* **PROMPT**
Search the entries for the word "long". Copy every line that holds it.

* **RECORDS PROVIDED**
────────────────────────────────────────

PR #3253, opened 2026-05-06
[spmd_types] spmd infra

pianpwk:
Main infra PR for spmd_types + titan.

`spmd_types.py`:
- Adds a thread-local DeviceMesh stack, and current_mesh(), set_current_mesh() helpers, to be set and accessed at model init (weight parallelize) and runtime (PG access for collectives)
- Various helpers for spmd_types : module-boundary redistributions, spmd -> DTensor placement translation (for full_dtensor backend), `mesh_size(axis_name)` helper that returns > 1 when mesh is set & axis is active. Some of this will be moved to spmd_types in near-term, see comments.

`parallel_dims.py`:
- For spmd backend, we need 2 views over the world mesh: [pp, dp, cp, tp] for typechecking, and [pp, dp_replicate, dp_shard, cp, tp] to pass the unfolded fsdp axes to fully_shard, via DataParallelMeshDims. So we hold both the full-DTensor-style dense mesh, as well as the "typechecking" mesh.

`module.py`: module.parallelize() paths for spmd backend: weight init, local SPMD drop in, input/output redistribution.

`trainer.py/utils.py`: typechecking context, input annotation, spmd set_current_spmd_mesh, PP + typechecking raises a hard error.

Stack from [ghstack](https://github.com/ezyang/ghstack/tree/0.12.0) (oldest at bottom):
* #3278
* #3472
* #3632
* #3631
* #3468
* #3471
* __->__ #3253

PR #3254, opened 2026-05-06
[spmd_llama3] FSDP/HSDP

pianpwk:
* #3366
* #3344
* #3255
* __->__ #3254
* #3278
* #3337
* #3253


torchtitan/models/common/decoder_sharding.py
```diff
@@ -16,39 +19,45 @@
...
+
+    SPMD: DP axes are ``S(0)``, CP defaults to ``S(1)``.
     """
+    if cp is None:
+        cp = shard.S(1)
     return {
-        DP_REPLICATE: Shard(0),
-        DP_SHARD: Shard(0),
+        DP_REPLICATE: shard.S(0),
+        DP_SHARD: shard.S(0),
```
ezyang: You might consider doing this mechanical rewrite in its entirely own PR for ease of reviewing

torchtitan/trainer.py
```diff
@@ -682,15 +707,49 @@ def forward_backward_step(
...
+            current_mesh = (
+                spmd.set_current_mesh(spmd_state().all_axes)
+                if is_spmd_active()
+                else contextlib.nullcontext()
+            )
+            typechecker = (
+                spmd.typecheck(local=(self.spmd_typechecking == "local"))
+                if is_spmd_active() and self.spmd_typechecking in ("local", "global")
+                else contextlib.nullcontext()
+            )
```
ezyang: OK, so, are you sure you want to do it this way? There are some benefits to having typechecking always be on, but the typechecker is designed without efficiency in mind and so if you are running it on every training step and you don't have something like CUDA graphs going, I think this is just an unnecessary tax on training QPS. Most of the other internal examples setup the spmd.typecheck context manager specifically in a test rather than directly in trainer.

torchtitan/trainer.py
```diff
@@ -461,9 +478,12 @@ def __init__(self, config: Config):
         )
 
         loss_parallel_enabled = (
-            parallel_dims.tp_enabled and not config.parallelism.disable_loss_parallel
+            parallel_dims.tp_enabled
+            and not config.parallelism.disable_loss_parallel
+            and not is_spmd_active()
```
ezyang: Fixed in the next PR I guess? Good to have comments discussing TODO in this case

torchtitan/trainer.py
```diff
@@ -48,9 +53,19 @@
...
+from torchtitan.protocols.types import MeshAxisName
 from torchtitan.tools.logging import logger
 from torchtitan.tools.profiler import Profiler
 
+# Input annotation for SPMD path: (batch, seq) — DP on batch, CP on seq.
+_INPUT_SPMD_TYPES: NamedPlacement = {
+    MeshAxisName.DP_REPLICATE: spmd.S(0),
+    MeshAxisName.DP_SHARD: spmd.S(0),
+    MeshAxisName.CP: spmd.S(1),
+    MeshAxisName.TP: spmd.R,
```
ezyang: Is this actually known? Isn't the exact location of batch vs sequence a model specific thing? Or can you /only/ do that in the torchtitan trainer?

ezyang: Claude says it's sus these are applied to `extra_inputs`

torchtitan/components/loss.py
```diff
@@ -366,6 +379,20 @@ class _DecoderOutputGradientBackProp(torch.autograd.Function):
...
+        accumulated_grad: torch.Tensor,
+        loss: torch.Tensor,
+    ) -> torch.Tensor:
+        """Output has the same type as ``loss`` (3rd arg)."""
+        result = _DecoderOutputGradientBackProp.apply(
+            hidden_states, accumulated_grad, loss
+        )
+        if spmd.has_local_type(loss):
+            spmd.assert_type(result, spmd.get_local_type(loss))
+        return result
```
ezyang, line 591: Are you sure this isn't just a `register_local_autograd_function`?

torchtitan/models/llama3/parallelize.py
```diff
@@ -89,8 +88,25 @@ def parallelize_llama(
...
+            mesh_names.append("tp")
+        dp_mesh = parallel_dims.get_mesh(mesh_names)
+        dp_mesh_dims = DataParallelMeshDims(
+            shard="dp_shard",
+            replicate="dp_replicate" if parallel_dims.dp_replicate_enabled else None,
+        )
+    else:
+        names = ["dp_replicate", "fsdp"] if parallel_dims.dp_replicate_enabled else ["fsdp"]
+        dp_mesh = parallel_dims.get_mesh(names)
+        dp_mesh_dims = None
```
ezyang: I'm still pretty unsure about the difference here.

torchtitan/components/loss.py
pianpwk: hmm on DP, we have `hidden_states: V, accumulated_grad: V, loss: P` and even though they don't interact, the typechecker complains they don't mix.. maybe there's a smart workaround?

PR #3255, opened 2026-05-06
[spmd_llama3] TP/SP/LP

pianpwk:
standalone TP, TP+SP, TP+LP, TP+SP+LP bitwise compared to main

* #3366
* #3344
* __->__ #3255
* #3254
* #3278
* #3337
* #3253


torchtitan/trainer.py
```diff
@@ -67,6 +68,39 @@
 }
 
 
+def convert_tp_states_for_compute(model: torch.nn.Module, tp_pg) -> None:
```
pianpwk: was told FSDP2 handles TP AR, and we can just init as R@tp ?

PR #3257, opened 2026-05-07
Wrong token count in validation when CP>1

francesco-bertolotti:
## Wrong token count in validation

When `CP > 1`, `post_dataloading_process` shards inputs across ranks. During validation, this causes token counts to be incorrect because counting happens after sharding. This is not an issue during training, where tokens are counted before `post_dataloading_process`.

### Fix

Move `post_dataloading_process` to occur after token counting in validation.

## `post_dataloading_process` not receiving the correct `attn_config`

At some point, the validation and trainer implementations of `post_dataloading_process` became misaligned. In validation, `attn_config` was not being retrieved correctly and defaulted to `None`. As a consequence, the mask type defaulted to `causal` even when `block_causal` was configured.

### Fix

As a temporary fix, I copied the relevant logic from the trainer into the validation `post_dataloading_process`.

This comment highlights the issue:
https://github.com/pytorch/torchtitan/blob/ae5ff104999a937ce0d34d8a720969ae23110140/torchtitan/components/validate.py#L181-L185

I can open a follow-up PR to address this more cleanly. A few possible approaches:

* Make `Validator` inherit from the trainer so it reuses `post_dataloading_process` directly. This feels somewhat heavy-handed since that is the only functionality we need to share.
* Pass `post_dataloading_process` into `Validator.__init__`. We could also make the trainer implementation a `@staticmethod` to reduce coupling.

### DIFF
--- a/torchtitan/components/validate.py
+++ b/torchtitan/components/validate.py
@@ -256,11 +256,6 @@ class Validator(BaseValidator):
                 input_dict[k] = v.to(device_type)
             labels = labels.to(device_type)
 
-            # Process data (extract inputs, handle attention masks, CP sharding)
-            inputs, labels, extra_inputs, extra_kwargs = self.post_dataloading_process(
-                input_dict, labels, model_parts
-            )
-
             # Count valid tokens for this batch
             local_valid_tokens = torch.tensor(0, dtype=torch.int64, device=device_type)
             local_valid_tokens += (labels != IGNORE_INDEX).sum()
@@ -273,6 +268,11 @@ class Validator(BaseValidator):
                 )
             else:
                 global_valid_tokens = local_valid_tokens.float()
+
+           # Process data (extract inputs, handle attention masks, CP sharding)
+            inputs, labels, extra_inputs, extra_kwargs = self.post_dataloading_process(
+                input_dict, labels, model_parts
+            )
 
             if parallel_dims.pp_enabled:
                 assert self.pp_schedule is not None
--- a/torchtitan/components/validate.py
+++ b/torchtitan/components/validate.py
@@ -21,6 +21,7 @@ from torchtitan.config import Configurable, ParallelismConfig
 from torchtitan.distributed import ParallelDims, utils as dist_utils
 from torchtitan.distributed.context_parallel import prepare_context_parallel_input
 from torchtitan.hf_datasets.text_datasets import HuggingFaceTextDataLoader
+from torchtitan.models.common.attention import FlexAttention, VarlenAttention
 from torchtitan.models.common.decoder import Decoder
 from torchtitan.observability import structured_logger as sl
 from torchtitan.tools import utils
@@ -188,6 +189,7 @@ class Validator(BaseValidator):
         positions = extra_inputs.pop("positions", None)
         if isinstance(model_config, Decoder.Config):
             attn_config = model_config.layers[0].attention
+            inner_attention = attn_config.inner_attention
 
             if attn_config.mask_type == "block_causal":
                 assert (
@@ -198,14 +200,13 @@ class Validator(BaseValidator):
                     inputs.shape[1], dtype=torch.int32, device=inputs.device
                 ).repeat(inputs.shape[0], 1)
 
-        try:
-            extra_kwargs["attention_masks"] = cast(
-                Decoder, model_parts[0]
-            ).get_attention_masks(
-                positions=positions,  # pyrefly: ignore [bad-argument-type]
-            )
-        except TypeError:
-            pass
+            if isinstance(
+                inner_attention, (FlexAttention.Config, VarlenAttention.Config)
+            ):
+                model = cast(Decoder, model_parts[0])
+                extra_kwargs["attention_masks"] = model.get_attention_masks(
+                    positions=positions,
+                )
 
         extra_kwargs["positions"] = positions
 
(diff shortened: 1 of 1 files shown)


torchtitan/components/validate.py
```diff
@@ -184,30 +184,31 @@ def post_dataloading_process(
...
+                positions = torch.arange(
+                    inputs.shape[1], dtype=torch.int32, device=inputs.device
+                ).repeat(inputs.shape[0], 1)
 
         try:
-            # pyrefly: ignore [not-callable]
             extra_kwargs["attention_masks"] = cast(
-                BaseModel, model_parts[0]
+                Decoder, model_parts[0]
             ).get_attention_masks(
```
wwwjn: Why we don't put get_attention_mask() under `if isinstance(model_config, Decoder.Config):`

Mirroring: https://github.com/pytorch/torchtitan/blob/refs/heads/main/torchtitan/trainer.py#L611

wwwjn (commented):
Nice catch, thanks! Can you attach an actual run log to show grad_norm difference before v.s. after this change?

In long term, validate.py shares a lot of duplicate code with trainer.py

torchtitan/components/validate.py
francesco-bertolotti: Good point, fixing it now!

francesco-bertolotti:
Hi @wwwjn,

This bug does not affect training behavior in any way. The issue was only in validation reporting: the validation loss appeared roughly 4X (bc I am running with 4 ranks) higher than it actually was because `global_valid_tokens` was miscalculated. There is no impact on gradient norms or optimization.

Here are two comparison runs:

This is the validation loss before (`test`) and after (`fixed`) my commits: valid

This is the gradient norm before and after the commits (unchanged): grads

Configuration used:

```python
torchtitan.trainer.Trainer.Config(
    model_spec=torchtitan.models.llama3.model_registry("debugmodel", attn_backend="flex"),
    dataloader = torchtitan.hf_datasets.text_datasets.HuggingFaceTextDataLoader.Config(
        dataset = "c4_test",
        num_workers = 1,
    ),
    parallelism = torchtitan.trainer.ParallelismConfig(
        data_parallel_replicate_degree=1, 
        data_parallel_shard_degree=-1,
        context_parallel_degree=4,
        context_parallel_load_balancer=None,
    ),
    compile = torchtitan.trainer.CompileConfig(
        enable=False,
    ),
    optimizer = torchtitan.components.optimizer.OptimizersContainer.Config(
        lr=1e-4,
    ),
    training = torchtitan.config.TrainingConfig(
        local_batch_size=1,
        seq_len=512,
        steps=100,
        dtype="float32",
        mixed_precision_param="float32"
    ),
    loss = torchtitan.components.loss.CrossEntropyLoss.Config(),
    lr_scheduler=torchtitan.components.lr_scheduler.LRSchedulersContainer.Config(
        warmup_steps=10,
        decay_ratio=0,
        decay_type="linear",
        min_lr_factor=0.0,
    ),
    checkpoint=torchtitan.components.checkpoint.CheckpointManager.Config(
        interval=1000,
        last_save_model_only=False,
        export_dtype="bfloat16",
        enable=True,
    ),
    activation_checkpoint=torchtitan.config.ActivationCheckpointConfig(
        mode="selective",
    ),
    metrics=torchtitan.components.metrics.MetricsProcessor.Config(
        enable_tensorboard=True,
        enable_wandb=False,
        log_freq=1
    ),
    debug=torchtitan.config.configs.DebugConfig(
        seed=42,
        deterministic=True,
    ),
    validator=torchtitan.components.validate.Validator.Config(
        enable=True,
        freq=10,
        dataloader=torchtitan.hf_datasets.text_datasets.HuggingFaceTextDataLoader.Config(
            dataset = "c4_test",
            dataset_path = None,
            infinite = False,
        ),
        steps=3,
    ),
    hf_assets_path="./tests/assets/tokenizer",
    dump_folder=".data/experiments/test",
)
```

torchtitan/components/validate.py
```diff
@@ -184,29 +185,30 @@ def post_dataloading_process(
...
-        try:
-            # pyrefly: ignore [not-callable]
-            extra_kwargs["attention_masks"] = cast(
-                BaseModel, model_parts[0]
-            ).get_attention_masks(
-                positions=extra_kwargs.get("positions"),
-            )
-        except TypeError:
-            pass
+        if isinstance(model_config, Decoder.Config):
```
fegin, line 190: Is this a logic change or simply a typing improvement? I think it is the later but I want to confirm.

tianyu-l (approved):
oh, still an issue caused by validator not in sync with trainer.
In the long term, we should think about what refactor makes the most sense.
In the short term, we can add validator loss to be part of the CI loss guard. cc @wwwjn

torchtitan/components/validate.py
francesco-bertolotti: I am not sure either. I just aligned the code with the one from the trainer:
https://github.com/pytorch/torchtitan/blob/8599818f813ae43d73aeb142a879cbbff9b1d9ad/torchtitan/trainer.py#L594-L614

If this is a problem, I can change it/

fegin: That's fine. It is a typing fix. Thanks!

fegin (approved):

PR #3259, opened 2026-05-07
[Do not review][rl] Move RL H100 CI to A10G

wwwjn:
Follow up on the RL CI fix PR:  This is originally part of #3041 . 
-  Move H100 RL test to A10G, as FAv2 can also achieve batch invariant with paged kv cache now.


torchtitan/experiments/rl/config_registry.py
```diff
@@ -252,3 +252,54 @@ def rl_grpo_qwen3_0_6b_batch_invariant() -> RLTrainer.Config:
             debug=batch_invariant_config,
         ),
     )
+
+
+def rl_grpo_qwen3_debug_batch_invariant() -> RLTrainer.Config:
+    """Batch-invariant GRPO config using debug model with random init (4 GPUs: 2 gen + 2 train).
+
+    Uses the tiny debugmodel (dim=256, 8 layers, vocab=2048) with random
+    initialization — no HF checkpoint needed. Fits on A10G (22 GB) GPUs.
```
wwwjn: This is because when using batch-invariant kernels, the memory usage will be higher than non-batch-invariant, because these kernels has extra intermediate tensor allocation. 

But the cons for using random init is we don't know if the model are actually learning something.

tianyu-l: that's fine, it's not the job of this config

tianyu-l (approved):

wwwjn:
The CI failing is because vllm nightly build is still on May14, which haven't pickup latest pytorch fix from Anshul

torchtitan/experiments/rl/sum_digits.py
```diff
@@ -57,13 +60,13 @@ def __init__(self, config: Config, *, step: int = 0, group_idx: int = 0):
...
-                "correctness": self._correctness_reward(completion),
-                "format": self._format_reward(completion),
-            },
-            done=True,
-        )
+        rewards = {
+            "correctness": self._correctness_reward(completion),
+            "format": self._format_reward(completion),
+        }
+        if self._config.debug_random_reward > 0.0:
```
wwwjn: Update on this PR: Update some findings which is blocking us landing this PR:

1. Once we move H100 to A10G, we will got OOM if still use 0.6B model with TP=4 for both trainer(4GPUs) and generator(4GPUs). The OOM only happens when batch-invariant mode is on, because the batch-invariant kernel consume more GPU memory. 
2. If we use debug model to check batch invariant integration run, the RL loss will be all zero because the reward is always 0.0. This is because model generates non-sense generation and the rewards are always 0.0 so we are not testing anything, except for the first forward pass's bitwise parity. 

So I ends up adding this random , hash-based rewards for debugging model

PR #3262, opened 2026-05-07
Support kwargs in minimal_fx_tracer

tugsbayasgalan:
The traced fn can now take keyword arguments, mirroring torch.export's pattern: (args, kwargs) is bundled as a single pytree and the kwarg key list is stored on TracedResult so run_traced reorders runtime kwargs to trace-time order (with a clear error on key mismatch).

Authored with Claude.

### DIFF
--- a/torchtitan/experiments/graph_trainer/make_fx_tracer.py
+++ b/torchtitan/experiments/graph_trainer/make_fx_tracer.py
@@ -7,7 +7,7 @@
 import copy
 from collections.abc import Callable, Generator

────────────────────────────────────────

* **RESULT BELOW**
In long term, validate.py shares a lot of duplicate code with trainer.py
In the long term, we should think about what refactor makes the most sense.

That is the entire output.